● Given records:
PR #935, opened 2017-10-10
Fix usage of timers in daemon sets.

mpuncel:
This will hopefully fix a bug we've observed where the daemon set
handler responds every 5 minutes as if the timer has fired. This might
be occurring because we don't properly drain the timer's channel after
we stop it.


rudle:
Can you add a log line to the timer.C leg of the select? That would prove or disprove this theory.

--

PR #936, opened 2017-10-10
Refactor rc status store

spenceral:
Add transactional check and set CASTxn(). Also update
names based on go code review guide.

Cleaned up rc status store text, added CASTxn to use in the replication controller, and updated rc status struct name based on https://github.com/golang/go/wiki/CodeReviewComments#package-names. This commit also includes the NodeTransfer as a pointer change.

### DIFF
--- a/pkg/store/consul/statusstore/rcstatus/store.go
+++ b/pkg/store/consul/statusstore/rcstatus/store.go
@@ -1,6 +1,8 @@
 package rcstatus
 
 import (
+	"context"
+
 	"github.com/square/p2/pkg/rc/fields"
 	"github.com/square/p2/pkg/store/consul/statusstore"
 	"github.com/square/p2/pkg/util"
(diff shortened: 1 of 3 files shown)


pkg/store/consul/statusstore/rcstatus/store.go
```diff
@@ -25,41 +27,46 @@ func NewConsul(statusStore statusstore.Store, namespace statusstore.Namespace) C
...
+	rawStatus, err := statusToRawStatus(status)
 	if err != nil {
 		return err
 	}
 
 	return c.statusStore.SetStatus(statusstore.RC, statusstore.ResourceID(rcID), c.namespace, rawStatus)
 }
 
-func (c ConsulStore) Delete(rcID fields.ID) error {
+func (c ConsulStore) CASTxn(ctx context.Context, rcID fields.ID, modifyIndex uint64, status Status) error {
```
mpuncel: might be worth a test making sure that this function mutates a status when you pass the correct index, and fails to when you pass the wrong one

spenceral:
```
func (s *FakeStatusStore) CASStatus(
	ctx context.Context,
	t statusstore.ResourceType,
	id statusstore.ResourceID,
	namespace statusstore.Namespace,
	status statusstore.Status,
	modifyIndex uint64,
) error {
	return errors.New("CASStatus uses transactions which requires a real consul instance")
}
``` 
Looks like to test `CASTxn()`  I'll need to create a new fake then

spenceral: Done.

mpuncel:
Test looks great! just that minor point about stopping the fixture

---

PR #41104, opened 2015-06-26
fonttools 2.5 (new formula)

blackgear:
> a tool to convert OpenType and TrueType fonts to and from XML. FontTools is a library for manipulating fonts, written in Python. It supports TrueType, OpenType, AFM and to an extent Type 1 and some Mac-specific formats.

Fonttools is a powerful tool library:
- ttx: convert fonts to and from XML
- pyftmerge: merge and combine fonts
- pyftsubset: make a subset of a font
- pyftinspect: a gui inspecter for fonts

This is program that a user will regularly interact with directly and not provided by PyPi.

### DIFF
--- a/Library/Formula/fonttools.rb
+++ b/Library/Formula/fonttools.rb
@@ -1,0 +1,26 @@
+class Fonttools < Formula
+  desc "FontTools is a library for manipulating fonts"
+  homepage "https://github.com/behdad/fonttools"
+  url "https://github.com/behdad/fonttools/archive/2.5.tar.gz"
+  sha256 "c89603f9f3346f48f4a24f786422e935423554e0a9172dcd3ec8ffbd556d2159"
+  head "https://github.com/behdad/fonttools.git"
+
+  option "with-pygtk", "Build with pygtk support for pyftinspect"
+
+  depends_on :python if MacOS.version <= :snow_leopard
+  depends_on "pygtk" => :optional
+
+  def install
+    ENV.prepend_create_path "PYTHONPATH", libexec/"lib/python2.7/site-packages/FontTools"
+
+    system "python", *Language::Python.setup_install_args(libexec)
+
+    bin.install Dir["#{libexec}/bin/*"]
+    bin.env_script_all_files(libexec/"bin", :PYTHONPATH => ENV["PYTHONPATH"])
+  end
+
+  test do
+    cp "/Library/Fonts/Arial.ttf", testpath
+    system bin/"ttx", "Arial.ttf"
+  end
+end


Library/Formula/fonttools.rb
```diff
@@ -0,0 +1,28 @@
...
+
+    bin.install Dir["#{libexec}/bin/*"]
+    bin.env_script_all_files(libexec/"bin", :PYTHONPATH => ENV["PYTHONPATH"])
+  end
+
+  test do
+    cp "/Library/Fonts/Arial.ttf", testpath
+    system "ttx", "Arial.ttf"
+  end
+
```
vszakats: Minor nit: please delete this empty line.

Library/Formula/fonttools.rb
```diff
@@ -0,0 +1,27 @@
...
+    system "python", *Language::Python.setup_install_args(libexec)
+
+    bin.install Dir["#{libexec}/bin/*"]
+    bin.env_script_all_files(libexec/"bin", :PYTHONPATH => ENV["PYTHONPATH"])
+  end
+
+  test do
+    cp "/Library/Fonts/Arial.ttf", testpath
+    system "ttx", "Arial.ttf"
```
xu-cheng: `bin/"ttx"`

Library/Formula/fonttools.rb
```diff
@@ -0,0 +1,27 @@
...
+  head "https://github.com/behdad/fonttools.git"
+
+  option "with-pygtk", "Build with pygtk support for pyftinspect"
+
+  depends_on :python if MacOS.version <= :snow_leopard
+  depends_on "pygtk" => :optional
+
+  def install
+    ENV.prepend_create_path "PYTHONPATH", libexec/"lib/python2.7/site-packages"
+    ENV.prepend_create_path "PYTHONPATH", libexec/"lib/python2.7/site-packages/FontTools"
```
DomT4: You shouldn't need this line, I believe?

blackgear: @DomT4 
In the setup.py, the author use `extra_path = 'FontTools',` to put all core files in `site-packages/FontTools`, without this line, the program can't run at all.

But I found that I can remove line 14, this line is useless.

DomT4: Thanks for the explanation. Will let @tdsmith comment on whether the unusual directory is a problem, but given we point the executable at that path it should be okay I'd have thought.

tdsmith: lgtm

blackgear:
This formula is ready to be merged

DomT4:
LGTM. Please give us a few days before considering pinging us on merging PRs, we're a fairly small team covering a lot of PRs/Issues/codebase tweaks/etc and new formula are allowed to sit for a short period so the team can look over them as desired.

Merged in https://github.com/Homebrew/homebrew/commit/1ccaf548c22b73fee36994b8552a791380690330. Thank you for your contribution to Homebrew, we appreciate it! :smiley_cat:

● What needs to be done: Output the lines of the records above exactly as they appear, from the line containing "PR #935, opened 2017-10-10" through the line containing "Can you add".

● Solution to the exercise:
PR #935, opened 2017-10-10
Fix usage of timers in daemon sets.

mpuncel:
This will hopefully fix a bug we've observed where the daemon set
handler responds every 5 minutes as if the timer has fired. This might
be occurring because we don't properly drain the timer's channel after
we stop it.


rudle:
Can you add a log line to the timer.C leg of the select? That would prove or disprove this theory.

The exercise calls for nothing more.